Dailus snorted. “I’m the fastest flyer in Apodis, Kuma!”

“Speed is one thing, endurance is another.”

“Well, if you don’t want to come, FINE! I’ll do it alone if I have to,” Dailus said, greatly vexed by his cousin’s persistence.

Lio, overhearing their debate, gave Kuma a worried look, but Kuma shook his head. Relieved, Lio returned to his post inside the tower. 

“Why can’t you be a nice prince and follow the law, Dailus?” Kuma said shortly. “The Borders are there because—”

“—because someone waged war with the wrong neighbor,” said Dailus, sounding more contemptuous than necessary. 

“They started the war, Dailus, not us.”

“I wonder if it says the same thing in the Eridun history books.” 

“Not again—I’ve heard your conspiracy theories too many times, Dailus, it’s no longer amusing!”

The prince turned to the empty space between them and the wall that kept him from the world beyond it. He wondered if he was overly romanticizing the enemy. Their books have detailed descriptions of how lethal and merciless Eriduns have been towards their kind—killing off their younglings with spears of lightning, or drowning them slowly in their whirlpools. The massacre of Utan-Kee was particularly terrifying to see, and it filled his younger nights with endless nightmares. However, talks with their most unpopular philosopher and teacher, Arrackis, made him rethink the books that had molded his childhood. 

“Have you ever heard anything from the Eridun point of view, Kuma?”

“No—and thank goodness for that! I never want to meet an Eridun for as long as I live!” Kuma said loudly.

“I’ve been thinking about that, you know,” said the prince, still looking blankly into the open space. “Why don’t we make peace with them? Open the gates and allow them in.”

“Dailus you have lost your mind!”

“It’s been ages since that war—there is a new generation of Apodisians and Eriduns now,” said Dailus, “and we know nothing of their quarrel. We should try to make peace with them and gain back their friendship.”

“Friendship with monsters?” Kuma cried. "Dailus—has Vega fried your head? Eriduns have no sense of intelligence—they are not a people—they are beasts of the waters!”

Dailus looked at his cousin, half laughing at his panic. “You worry too much, Kuma. The stories about them are so magnificently horrible that I find myself disbelieving them all. I have never seen one of these so-called monsters of the deep. For all we know, they’re all dead.”

“—or waiting to ambush the next Apodisian who crosses the Border!”

“Think, Kuma—if they are as beastly as the stories make them, how could they have waged war?” Dailus asked. “Only intelligent beings can do that—beings with a sense of self-government, who have laws, and organized militia can wage war against another people as advanced as us.” Kuma looked away, defeated. “If they are intelligent enough to wage war, then they are intelligent enough to declare peace. I do not fear them. Besides, if they are truly beastly, why do we have attempts at the Borders every year? No, Kuma, they are not beastly at all; I even suspect that they are the reason for the attempts.” 

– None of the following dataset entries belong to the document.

PR #372, opened 2022-10-16
323 - Fix zombie units causing crashes

### LINKED ISSUE #323: Crash due to failing to remove zombie unit from tile

QuintillusCFC:
This fixes a longstanding mysterious crash, which thanks to improved logging and the ability to set a fixed seed, was determined to be caused by zombie units.

These units no longer move around and cause crashes, and should be properly garbage collected the next turn now that they don't cause crashes.

You can use fixed seed 1626442457 to test this solving a crash that happens after turn 18.  See the issue card for full notes.

Please review 357 first!  The reproducible case for this depends on the changes made there.

### DIFF
--- a/C7Engine/AI/BarbarianAI.cs
+++ b/C7Engine/AI/BarbarianAI.cs
@@ -21,7 +21,7 @@ namespace C7Engine {
 			// issue for the barbs but will be for similar loops elsewhere in the AI logic.
 			foreach (MapUnit unit in player.units.ToArray()) {
 				if (UnitIsFreeToMove(unit)) {
-					while (unit.movementPoints.canMove) {
+					while (unit.hitPointsRemaining > 0 && unit.movementPoints.canMove) {
 						//Move randomly
 						List<Tile> validTiles = unit.unitType.categories.Contains("Sea") ? unit.location.GetCoastNeighbors() : unit.location.GetLandNeighbors();
 						if (validTiles.Count == 0) {
--- a/C7Engine/AI/BarbarianAI.cs
+++ b/C7Engine/AI/BarbarianAI.cs
@@ -21,7 +21,7 @@ namespace C7Engine {
 			// issue for the barbs but will be for similar loops elsewhere in the AI logic.
 			foreach (MapUnit unit in player.units.ToArray()) {
 				if (UnitIsFreeToMove(unit)) {
-					while (unit.hitPointsRemaining > 0 && unit.movementPoints.canMove) {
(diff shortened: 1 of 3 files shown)


C7Engine/AI/BarbarianAI.cs
```diff
@@ -21,7 +21,7 @@ public class BarbarianAI {
 			// issue for the barbs but will be for similar loops elsewhere in the AI logic.
 			foreach (MapUnit unit in player.units.ToArray()) {
 				if (UnitIsFreeToMove(unit)) {
-					while (unit.movementPoints.canMove) {
+					while (unit.hitPointsRemaining > 0 && unit.movementPoints.canMove) {
```
WildWeazel: If this is the part that avoids the crash, I feel like it's just masking the problem. Why is the unit still showing up here once it's been killed? Is it specifically units that die before running out of MP, or are there already dead units still in player.units? Either way it seems like a more fundamental problem than is being addressed here.

WildWeazel:
We'd better fix this soon, Halloween is coming up....

C7Engine/AI/BarbarianAI.cs
QuintillusCFC: The unit is removed from player.units when it dies, but it is still in player.units.ToArray() from line 22.  The array is created because otherwise, we would have a ConcurrentModificationException (or the C# equivalent thereof) when removing it from player.units while iterating over that collection.

It is specifically units that die before they run out of MP.

I'm going to push up a change that results in the unit.move method returning false if the unit is killed while moving, allowing the while loop to be broken out of in that case.  It's more code, but means we won't keep iterating on the zombie unit for another `while`  (I'd also like to refactor some of the unit.move and animation mechanics at some point, but that might take past Halloween)

QuintillusCFC:
Self-reviewed after 7 days since last comments, merging (not much time left till Halloween!).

Kuma, having given up, said nothing. 

“When I become king,” said Dailus after a while, “I shall order the wall destroyed.”

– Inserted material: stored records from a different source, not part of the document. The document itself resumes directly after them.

PR #373, opened 2022-10-19
176 - Fix Credit Formatting

### LINKED ISSUE #176: Fix credits formatting
Make the credits screen use Noto Sans font with formatting for bold tags, etc.

QuintillusCFC:
Fixes #176 

This adds bold/italics to the credits, which drastically improves the formatting, and also updates it to be current.

I still might extract the theming into the base theme, since it will be useful elsewhere too, but it's getting late here and the method is ready to be looked at.

Also, anyone who wants to update their attribution in the credits, this is a great time for it!  @Kright , I have just added you via your GitHub username, but can change the attribution to what you prefer if it's different.

An idea for a future PR is making the links in the credits work, which would also allow linking attributions to GitHub accounts/websites/CFC accounts/etc. if desired.  It looks like this is probably doable with a bit more time.


WildWeazel (approved):
Looks nice! Let's remember to add art credits as we go

PR #374, opened 2022-10-22
343 - Cities that grow negatively will now shrink back down to the next size

### LINKED ISSUE #343: Cities that Can't Supply Enough Food Grow Negatively Forever
Best illustrated with a screenshot:

image

Rome grew to size 2 but couldn't supply enough food, so every turn the counter of how long until it grows decreases by 1.  Instead it should shrink to size 1.

QuintillusCFC:
Closes #343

“What an ambitious task?” Kuma said sardonically. “And how do you begin this incredible deed, my prince?”

“With your help, of course!” Dailus said, smiling suggestively at his cousin.

“I won’t help you,” Kuma replied. 

“Of course you will.”

“No, I won’t, because I don’t believe in your cause,” Kuma said. “I like the way things are—with them out there and us safe in here.”

A long silence ensued between them after that, and Kuma could see that Dailus was lost in his own thoughts for a while. What he was thinking of, Kuma could only guess, but he knew, no matter what his thoughts were, it couldn’t be good for them both.

“Vega will help me,” Dailus said shortly. 

“Vega leaves the skies, my prince, and it takes him hours to return,” Kuma countered.

Dailus walked towards the edge of Unuk-Milui and looked out into the gargantuan cage surrounding his Kingdom. “The gates are not that far. I can make it there and back in a matter of hours.”

“Don’t do it!” Kuma warned stiffly. 

At that, Dailus turned to him and laughed so loud Lio rushed out of the tower. Kuma looked at him, shrugging his shoulders, looking as confused as he does. 

When Dailus finally got the better of his mirth, he said, “You never cease to amuse me, dear cousin! You should look at yourself when you’re scared out of your wits—it’s amazing how your face contorts in so many folds all at once.”

“I should remember to stop accompanying you from now on.”

Dailus, knowing he had pushed Kuma's patience too far, grabbed him by the arm and pulled him close, placing an arm around his shoulder. “I’m sorry. Don’t be like that; you know that you are the only one in my confidence, Kuma. The only one that I trust with all my secrets and all my secret longings. I dread the day I lose your friendship—forgive me. I know I went too far with my jest.”

Kuma smiled at him, and said, "Yes you did." Then, tapping his arm, Kuma added, “Forgiven. So, can we stop talking about the borders now?”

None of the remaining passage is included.